§ YOUR INSTRUCTIONS
Take the entries below and return them unchanged.

§ AVAILABLE DATA
Issue #4683, opened 2025-03-06
Public - FE - Rental Finder - Toggle questions


emilyjablonski:

matzduniuk:
QA Notes: 
This PR allows for control of whether the `Regions` and `Accessibility` are available on the `finder` questionnaire based on their matching feature flags. 

To test this, different combinations of settings for the `enableRegions` and `enableAccessibilityFeatures` feature flags should be used, and verified if the matching section appears on the `/finder` page

sarahlazarich:
lgtm!

PR #4911, opened 2025-05-29
feat: add feature flag based finder question toggling

matzduniuk:
This PR addresses #4683 

## Description

* Add feature flag-based rental finder question section toggling

* Access Prisma database and update jurisdiction feature flags. Currently available:
   * `enableRegions`
   * `enableAccessibilityFeatures`
* Go to `/finder` and go through the finde

## Author Checklist:

## Review Process:

### DIFF
--- a/shared-helpers/package.json
+++ b/shared-helpers/package.json
@@ -16,7 +16,7 @@
     "prettier": "prettier --write \"**/*.ts\""
   },
   "dependencies": {
-    "@bloom-housing/ui-components": "12.4.0",
+    "@bloom-housing/ui-components": "12.7.2",
     "@bloom-housing/ui-seeds": "1.22.1",
     "@heroicons/react": "^2.1.1",
     "axios-cookiejar-support": "^5.0.5",
--- a/sites/partners/package.json
+++ b/sites/partners/package.json
@@ -30,7 +30,7 @@
   },
   "dependencies": {
     "@bloom-housing/shared-helpers": "^7.7.1",
-    "@bloom-housing/ui-components": "12.4.0",
+    "@bloom-housing/ui-components": "12.7.2",
     "@bloom-housing/ui-seeds": "1.22.1",
     "@heroicons/react": "^2.1.1",
     "@mapbox/mapbox-sdk": "^0.13.0",
--- a/sites/public/package.json
+++ b/sites/public/package.json
@@ -30,7 +30,7 @@
   },
   "dependencies": {
     "@bloom-housing/shared-helpers": "^7.7.1",
-    "@bloom-housing/ui-components": "12.4.0",
+    "@bloom-housing/ui-components": "12.7.2",
     "@bloom-housing/ui-seeds": "1.22.1",
     "@heroicons/react": "^2.1.1",
     "@mapbox/mapbox-sdk": "^0.13.0",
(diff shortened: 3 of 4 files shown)


sites/public/src/components/finder/RentalsFinder.tsx
```diff
@@ -33,7 +34,11 @@ type FinderSection = {
   sectionSteps: FinderStep[]
 }
 
-export default function RentalsFinder() {
+export type RentalsFinderProps = {
+  activeFeatureFalgs: FeatureFlagEnum[]
```
emilyjablonski, line 38: **nitpick:** 
```suggestion
  activeFeatureFlags: FeatureFlagEnum[]
```

sites/public/src/pages/finder.tsx
```diff
@@ -1,10 +1,32 @@
+import {
+  FeatureFlagEnum,
+  Jurisdiction,
+} from "@bloom-housing/shared-helpers/src/types/backend-swagger"
 import RentalsFinder from "../components/finder/RentalsFinder"
 import Layout from "../layouts/application"
+import { fetchJurisdictionByName } from "../lib/hooks"
+
+export default function Finder({ jurisdiction }: { jurisdiction: Jurisdiction }) {
+  const activeFeatureFlags: FeatureFlagEnum[] =
```
emilyjablonski, line 10: **question:** Because we're getting the jurisdiction in static props, I think once we build and deploy this, we won't be able to dynamically turn these flags on or off because we're getting them from the static-ly fetched jurisdiction @YazeedLoonat does this sound right to you? I know we chatted about this recently and am wondering if we will need `getServerSideProps` for every page which could be affected by a toggle

sites/public/__tests__/pages/finder.test.tsx
```diff
@@ -59,8 +67,202 @@ describe("<RentalsFinder>", () => {
     expect(screen.queryByRole("button", { name: /back/i })).not.toBeInTheDocument()
   })
 
+  describe("should hide toggle sections based on feature flags", () => {
+    it("should hide regions section if not toggled on", async () => {
```
emilyjablonski, line 71: **suggestion:** Can we limit what these tests are testing? This could fail in a lot of places beyond checking if the regions section should hide if toggled off - is there a way to just test that? I think we're covered on what else the test is doing in other tests

emilyjablonski (commented):
Super minimal changes + a question!

sites/public/__tests__/pages/finder.test.tsx
matzduniuk: The problem is how to reliably test if the section is rendered or skipped. 

In case of the `Accessibility` section, it's a bit easier as I can check if the progress bar contains an item for this section. It also affects the header section, which details the total number of sections.

With `Regions`, it's a bit more complicated as this is a step in the section, therefore, there is no indication that the step is missing unless we test that its contents are not to be found where they are supposed to be. 

All other contents that are used in these tests are also being checked in other place,s therefore even if those checks don't fail here, they will somewhere else in this suite

sites/public/src/pages/finder.tsx
YazeedLoonat: yeah we should use the revalidate flag so that it refetches every so often

generally since jurisdictions change very infrequently I think we can use the env variable we use else where for the revalidate value

emilyjablonski (approved):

§ RESPONSE BOX
Issue #4683, opened 2025-03-06
Public - FE - Rental Finder - Toggle questions


emilyjablonski:

matzduniuk:
QA Notes: 
This PR allows for control of whether the `Regions` and `Accessibility` are available on the `finder` questionnaire based on their matching feature flags. 

To test this, different combinations of settings for the `enableRegions` and `enableAccessibilityFeatures` feature flags should be used, and verified if the matching section appears on the `/finder` page

sarahlazarich:
lgtm!

PR #4911, opened 2025-05-29
feat: add feature flag based finder question toggling

matzduniuk:
This PR addresses #4683 

## Description

* Add feature flag-based rental finder question section toggling

* Access Prisma database and update jurisdiction feature flags. Currently available:
   * `enableRegions`
   * `enableAccessibilityFeatures`
* Go to `/finder` and go through the finde

## Author Checklist:

## Review Process:

### DIFF
--- a/shared-helpers/package.json
+++ b/shared-helpers/package.json
@@ -16,7 +16,7 @@
     "prettier": "prettier --write \"**/*.ts\""
   },
   "dependencies": {
-    "@bloom-housing/ui-components": "12.4.0",
+    "@bloom-housing/ui-components": "12.7.2",
     "@bloom-housing/ui-seeds": "1.22.1",
     "@heroicons/react": "^2.1.1",
     "axios-cookiejar-support": "^5.0.5",
--- a/sites/partners/package.json
+++ b/sites/partners/package.json
@@ -30,7 +30,7 @@
   },
   "dependencies": {
     "@bloom-housing/shared-helpers": "^7.7.1",
-    "@bloom-housing/ui-components": "12.4.0",
+    "@bloom-housing/ui-components": "12.7.2",
     "@bloom-housing/ui-seeds": "1.22.1",
     "@heroicons/react": "^2.1.1",
     "@mapbox/mapbox-sdk": "^0.13.0",
--- a/sites/public/package.json
+++ b/sites/public/package.json
@@ -30,7 +30,7 @@
   },
   "dependencies": {
     "@bloom-housing/shared-helpers": "^7.7.1",
-    "@bloom-housing/ui-components": "12.4.0",
+    "@bloom-housing/ui-components": "12.7.2",
     "@bloom-housing/ui-seeds": "1.22.1",
     "@heroicons/react": "^2.1.1",
     "@mapbox/mapbox-sdk": "^0.13.0",
(diff shortened: 3 of 4 files shown)


sites/public/src/components/finder/RentalsFinder.tsx
```diff
@@ -33,7 +34,11 @@ type FinderSection = {
   sectionSteps: FinderStep[]
 }
 
-export default function RentalsFinder() {
+export type RentalsFinderProps = {
+  activeFeatureFalgs: FeatureFlagEnum[]
```
emilyjablonski, line 38: **nitpick:** 
```suggestion
  activeFeatureFlags: FeatureFlagEnum[]
```

sites/public/src/pages/finder.tsx
```diff
@@ -1,10 +1,32 @@
+import {
+  FeatureFlagEnum,
+  Jurisdiction,
+} from "@bloom-housing/shared-helpers/src/types/backend-swagger"
 import RentalsFinder from "../components/finder/RentalsFinder"
 import Layout from "../layouts/application"
+import { fetchJurisdictionByName } from "../lib/hooks"
+
+export default function Finder({ jurisdiction }: { jurisdiction: Jurisdiction }) {
+  const activeFeatureFlags: FeatureFlagEnum[] =
```
emilyjablonski, line 10: **question:** Because we're getting the jurisdiction in static props, I think once we build and deploy this, we won't be able to dynamically turn these flags on or off because we're getting them from the static-ly fetched jurisdiction @YazeedLoonat does this sound right to you? I know we chatted about this recently and am wondering if we will need `getServerSideProps` for every page which could be affected by a toggle

sites/public/__tests__/pages/finder.test.tsx
```diff
@@ -59,8 +67,202 @@ describe("<RentalsFinder>", () => {
     expect(screen.queryByRole("button", { name: /back/i })).not.toBeInTheDocument()
   })
 
+  describe("should hide toggle sections based on feature flags", () => {
+    it("should hide regions section if not toggled on", async () => {
```
emilyjablonski, line 71: **suggestion:** Can we limit what these tests are testing? This could fail in a lot of places beyond checking if the regions section should hide if toggled off - is there a way to just test that? I think we're covered on what else the test is doing in other tests

emilyjablonski (commented):
Super minimal changes + a question!

sites/public/__tests__/pages/finder.test.tsx
matzduniuk: The problem is how to reliably test if the section is rendered or skipped. 

In case of the `Accessibility` section, it's a bit easier as I can check if the progress bar contains an item for this section. It also affects the header section, which details the total number of sections.

With `Regions`, it's a bit more complicated as this is a step in the section, therefore, there is no indication that the step is missing unless we test that its contents are not to be found where they are supposed to be. 

All other contents that are used in these tests are also being checked in other place,s therefore even if those checks don't fail here, they will somewhere else in this suite

sites/public/src/pages/finder.tsx
YazeedLoonat: yeah we should use the revalidate flag so that it refetches every so often

generally since jurisdictions change very infrequently I think we can use the env variable we use else where for the revalidate value

emilyjablonski (approved):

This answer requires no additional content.